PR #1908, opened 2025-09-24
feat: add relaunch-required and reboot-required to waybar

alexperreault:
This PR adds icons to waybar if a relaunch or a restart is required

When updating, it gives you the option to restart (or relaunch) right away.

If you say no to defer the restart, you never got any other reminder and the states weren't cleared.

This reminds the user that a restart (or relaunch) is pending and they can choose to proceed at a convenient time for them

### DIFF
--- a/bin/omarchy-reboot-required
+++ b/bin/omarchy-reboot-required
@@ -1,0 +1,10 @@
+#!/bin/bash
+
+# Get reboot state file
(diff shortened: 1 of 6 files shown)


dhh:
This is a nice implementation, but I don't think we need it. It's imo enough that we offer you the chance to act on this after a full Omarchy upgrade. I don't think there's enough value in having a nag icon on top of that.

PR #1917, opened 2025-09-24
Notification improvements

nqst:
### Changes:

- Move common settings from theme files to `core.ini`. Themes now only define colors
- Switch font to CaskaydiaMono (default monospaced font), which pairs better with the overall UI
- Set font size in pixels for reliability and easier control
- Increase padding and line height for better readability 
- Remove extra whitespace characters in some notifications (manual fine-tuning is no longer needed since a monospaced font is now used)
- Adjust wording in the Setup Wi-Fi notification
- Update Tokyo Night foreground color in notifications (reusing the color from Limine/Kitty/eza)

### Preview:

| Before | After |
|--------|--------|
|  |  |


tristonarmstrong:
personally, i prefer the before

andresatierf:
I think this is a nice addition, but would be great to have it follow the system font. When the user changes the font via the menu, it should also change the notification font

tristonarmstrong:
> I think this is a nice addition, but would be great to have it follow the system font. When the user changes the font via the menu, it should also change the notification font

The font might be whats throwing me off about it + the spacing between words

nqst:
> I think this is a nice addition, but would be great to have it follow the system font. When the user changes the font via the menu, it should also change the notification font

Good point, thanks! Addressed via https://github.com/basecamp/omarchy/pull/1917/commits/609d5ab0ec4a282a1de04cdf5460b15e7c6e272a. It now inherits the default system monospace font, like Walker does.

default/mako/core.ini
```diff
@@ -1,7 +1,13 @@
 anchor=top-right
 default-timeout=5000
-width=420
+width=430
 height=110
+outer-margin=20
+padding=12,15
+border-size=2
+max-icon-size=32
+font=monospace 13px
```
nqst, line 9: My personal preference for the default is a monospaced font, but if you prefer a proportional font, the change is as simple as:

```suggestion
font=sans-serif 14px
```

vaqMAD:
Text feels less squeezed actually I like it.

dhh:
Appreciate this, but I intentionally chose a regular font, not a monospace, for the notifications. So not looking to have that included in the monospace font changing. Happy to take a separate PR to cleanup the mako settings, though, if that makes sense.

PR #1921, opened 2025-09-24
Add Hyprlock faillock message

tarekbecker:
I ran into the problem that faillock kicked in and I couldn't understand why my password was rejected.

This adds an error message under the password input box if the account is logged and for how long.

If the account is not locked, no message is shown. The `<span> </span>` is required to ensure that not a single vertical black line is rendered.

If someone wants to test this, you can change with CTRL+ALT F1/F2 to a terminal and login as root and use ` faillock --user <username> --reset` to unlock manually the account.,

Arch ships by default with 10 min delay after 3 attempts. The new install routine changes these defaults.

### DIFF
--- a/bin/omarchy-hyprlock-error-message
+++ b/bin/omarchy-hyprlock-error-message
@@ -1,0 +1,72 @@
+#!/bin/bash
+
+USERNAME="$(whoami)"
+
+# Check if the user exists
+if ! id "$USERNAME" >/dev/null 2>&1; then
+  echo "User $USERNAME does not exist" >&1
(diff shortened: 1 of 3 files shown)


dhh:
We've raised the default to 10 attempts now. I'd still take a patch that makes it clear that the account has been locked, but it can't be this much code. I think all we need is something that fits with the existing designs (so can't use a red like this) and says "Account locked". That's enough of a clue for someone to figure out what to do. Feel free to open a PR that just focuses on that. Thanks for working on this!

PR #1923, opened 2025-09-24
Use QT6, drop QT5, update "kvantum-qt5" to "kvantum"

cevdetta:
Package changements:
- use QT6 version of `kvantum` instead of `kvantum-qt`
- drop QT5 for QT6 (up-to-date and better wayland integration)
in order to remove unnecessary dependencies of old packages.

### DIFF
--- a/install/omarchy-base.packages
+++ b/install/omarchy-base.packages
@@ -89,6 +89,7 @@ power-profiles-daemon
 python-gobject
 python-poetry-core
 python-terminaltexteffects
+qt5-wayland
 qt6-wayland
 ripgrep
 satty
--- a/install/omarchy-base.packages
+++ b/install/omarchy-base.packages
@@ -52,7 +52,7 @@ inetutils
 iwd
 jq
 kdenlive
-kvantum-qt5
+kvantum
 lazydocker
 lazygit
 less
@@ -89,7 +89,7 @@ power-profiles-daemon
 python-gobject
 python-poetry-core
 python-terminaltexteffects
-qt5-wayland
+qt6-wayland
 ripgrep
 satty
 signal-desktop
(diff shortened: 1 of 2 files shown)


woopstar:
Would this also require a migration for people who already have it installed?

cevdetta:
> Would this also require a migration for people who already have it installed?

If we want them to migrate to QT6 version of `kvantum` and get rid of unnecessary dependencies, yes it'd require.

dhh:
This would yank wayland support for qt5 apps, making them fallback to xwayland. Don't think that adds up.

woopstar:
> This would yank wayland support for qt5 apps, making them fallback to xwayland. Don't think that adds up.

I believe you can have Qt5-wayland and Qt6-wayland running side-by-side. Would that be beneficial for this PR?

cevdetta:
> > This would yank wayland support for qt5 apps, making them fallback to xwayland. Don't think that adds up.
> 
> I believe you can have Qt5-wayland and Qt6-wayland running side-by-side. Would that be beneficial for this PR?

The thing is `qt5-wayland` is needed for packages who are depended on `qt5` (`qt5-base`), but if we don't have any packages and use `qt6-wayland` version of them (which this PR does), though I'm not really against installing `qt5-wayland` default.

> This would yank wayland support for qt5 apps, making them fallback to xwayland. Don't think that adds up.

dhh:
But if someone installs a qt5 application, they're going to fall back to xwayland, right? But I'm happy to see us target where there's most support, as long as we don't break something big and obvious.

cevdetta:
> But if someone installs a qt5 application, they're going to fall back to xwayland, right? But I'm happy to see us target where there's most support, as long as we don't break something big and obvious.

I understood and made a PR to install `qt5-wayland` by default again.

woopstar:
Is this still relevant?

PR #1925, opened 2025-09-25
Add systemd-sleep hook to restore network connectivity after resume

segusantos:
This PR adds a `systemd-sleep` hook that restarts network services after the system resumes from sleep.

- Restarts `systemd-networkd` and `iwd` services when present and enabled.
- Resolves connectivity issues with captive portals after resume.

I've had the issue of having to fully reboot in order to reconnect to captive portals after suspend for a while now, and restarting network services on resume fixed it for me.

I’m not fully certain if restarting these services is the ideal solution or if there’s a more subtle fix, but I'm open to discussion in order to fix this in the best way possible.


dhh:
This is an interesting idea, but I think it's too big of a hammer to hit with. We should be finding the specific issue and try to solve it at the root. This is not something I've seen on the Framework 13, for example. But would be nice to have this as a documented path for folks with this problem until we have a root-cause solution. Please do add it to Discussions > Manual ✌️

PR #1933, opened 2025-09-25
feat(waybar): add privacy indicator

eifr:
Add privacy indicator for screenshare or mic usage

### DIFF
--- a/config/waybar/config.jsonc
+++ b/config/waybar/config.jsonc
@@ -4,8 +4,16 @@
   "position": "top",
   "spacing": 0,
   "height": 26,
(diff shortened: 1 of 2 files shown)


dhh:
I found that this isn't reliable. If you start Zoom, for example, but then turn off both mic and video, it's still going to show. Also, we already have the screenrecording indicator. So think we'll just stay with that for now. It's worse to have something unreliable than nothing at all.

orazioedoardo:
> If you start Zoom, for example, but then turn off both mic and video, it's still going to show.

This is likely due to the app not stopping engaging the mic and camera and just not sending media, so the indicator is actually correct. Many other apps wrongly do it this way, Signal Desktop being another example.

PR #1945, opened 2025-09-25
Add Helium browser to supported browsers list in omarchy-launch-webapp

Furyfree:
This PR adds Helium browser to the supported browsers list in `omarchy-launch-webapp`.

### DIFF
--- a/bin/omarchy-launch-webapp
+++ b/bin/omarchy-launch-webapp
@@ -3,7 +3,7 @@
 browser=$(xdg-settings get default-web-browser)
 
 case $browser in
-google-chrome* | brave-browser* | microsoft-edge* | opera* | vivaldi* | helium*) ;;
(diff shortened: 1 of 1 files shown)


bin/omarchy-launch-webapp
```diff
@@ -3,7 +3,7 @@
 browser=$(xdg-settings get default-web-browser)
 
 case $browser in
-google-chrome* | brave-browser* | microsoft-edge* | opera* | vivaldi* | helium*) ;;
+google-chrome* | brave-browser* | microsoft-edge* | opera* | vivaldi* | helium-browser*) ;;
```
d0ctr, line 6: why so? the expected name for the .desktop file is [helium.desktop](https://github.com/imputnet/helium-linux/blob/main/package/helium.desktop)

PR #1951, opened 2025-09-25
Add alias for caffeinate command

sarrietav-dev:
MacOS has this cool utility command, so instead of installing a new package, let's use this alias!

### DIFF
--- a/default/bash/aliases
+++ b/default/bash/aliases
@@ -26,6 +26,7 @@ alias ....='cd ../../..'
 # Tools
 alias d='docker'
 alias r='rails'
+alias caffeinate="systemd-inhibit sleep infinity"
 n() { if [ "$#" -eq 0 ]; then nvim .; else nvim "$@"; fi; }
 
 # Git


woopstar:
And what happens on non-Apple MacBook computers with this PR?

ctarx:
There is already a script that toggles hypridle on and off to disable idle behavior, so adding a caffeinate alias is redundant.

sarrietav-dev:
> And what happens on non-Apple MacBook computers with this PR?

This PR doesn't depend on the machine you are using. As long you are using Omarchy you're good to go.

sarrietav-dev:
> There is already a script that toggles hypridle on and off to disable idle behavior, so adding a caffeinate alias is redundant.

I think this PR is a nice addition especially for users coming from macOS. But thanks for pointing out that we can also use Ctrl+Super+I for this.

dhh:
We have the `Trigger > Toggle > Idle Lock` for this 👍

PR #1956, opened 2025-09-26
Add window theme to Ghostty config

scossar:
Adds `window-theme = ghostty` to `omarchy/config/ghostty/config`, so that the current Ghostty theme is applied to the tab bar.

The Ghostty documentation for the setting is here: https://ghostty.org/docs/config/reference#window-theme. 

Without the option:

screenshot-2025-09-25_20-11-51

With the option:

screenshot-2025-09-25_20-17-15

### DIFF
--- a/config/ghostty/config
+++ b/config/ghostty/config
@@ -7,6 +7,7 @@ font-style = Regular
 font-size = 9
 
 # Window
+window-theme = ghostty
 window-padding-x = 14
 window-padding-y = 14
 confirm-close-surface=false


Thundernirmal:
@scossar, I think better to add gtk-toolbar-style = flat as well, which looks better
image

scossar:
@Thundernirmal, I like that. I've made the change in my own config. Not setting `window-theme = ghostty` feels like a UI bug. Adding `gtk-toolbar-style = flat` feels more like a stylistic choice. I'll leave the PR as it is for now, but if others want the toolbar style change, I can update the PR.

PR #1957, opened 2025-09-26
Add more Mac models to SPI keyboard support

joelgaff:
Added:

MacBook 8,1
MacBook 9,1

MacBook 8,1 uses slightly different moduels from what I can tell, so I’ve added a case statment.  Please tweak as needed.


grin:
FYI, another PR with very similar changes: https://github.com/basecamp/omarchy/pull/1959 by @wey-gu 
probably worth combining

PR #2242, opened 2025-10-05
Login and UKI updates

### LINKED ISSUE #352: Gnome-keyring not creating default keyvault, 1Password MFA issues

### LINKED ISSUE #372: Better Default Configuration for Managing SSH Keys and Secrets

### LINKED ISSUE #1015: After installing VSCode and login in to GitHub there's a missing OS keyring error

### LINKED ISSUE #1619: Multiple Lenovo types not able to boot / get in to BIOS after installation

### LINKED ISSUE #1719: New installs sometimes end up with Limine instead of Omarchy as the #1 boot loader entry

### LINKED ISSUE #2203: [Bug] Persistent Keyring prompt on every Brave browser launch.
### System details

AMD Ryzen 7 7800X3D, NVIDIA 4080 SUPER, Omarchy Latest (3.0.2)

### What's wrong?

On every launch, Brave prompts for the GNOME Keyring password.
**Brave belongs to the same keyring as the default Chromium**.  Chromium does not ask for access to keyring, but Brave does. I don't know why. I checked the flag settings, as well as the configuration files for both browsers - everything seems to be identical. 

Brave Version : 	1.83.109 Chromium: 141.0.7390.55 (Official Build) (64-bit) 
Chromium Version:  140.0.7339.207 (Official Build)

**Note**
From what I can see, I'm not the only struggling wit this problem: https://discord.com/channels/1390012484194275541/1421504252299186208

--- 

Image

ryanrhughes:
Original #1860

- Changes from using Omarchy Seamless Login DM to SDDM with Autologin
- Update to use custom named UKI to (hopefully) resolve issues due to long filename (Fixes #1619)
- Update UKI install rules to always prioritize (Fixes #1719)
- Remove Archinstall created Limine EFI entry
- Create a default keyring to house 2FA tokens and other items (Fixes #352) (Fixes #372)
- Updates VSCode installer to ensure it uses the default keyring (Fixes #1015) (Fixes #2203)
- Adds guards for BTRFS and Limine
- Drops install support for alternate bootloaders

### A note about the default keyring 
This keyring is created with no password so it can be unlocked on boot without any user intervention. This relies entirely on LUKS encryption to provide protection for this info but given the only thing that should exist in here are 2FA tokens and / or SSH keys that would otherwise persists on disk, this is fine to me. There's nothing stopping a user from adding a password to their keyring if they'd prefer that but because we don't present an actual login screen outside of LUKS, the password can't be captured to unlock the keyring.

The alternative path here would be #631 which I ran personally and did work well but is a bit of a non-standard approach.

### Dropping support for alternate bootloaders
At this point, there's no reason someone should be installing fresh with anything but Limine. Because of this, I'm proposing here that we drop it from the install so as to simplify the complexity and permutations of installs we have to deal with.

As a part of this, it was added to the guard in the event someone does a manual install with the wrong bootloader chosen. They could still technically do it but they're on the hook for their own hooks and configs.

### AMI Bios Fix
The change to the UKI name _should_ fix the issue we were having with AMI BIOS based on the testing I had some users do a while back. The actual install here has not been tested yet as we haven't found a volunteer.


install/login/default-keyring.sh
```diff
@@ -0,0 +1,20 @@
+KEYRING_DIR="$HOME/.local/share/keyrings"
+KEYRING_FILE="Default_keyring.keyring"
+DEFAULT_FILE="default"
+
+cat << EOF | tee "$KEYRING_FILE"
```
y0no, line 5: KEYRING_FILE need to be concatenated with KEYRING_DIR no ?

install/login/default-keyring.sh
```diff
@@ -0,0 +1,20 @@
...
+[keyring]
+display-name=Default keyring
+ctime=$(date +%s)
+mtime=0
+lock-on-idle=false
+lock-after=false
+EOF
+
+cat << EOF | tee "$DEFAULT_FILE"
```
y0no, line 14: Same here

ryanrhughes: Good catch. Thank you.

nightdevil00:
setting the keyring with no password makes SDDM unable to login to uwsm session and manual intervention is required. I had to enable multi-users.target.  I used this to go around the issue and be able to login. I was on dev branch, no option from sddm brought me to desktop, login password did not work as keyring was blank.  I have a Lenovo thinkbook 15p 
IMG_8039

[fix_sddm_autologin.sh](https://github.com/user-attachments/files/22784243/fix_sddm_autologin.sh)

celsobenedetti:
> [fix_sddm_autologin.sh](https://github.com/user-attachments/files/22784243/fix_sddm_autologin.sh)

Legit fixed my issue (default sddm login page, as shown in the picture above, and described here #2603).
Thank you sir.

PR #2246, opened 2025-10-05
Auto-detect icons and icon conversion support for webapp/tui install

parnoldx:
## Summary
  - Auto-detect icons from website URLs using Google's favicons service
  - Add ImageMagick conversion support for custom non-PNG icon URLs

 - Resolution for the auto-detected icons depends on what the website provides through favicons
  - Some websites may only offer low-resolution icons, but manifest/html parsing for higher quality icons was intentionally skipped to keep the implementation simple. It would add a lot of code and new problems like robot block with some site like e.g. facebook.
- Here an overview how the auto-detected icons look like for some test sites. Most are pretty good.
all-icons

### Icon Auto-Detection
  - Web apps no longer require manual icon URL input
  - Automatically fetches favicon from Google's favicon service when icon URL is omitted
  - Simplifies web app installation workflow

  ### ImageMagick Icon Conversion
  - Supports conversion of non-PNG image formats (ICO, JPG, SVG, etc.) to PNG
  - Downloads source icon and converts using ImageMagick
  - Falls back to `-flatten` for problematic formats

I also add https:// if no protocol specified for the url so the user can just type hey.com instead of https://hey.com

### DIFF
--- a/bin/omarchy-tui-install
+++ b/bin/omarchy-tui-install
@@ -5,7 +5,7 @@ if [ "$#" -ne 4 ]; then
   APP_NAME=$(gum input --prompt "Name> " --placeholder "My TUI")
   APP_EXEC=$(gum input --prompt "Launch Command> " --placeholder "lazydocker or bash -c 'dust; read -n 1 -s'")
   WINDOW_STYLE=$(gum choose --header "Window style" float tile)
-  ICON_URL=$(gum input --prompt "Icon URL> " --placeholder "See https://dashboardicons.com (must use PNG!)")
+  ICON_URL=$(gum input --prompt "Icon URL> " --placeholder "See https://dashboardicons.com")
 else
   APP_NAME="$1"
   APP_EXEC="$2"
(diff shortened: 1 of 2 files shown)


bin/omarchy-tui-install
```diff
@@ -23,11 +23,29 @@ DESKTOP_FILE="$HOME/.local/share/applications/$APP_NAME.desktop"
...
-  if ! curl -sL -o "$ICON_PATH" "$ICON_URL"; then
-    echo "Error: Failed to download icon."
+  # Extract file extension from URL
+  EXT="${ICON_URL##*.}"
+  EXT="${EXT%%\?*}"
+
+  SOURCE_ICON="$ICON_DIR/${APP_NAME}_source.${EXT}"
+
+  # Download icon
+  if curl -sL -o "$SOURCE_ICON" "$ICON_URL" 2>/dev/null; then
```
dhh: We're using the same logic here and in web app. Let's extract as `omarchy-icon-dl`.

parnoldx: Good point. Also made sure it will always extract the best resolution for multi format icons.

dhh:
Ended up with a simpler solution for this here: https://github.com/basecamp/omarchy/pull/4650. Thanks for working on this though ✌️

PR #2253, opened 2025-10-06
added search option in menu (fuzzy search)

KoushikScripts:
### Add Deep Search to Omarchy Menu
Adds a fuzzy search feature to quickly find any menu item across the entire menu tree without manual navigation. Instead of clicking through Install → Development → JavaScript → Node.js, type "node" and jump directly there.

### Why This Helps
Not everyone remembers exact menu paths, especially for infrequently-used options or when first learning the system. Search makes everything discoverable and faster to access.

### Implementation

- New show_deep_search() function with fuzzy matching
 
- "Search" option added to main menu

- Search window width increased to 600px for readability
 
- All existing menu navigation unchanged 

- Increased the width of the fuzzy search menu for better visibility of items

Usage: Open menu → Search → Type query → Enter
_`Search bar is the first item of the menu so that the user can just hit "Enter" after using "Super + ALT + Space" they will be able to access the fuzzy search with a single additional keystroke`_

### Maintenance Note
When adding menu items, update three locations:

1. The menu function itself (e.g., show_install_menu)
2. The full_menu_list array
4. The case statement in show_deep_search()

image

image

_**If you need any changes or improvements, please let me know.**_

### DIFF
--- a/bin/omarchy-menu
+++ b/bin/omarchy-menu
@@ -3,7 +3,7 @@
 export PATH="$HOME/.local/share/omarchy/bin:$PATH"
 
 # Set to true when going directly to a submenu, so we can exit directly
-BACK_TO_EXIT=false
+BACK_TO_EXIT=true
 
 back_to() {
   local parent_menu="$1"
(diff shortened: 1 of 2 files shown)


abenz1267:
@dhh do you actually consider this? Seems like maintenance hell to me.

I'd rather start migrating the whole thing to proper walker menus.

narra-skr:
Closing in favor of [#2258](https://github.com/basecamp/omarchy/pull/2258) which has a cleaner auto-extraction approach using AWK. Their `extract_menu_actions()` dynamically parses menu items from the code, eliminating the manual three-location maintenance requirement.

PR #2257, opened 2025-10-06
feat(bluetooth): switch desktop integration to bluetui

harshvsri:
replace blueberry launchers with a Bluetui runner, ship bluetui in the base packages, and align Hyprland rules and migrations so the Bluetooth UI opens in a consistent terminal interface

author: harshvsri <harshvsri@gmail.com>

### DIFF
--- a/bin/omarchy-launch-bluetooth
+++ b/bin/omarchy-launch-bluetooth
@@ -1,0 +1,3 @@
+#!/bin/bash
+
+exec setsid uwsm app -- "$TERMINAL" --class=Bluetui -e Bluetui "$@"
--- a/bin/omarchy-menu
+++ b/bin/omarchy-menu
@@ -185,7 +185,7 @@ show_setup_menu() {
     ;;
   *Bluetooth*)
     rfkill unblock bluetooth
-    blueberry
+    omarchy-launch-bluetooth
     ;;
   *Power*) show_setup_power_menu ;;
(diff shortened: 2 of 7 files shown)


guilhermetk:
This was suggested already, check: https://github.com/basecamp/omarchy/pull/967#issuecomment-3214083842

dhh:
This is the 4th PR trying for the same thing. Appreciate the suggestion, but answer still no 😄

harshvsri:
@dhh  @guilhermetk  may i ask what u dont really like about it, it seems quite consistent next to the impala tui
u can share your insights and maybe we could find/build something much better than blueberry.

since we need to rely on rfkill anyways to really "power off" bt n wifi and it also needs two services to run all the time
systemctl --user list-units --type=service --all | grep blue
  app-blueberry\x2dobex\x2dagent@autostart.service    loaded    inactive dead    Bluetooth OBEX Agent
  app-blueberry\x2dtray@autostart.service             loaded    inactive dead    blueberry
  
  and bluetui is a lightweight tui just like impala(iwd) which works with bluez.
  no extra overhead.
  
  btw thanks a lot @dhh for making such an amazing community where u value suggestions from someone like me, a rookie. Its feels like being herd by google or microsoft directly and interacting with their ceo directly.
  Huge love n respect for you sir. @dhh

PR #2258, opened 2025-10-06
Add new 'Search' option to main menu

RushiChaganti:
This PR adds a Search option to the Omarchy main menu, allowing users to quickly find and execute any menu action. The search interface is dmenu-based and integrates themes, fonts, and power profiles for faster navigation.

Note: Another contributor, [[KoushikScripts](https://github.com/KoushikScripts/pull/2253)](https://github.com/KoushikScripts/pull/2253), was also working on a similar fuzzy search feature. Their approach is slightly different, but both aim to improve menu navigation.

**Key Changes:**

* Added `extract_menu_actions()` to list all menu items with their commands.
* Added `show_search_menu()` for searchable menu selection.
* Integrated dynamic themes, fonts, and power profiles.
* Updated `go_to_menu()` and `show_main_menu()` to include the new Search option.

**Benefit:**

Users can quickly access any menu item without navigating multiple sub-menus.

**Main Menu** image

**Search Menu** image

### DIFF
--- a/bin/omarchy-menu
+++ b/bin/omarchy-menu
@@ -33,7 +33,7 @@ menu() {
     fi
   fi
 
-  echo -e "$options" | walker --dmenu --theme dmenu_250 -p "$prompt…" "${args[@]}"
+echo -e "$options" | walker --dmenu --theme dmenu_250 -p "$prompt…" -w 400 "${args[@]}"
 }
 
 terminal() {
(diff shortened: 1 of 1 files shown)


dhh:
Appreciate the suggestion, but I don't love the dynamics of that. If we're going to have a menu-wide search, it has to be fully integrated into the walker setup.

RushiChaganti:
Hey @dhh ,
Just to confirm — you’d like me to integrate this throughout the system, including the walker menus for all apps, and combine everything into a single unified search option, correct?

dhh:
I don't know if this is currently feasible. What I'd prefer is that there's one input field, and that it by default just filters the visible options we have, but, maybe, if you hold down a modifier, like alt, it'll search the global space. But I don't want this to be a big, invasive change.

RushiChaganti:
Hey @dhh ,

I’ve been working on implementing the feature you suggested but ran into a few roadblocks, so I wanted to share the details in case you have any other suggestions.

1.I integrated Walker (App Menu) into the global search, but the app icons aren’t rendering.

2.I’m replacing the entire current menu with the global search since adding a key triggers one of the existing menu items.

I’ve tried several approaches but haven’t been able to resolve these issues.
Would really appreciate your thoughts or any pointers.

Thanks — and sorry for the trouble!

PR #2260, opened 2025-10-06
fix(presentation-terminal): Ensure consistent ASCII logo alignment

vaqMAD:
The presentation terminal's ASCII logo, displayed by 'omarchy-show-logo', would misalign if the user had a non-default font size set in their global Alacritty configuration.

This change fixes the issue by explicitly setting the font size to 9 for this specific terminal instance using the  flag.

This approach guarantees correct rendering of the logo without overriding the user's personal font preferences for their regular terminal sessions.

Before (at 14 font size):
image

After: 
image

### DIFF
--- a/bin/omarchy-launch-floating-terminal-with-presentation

------------

WHAT IS EXPECTED -
What do the lines above say from the one containing "### Why This Helps" down to the one containing "- New show_deep_search()"? Return them exactly, both end lines included, and only them.

TASK OUTPUT -
### Why This Helps
Not everyone remembers exact menu paths, especially for infrequently-used options or when first learning the system. Search makes everything discoverable and faster to access.

### Implementation

- New show_deep_search() function with fuzzy matching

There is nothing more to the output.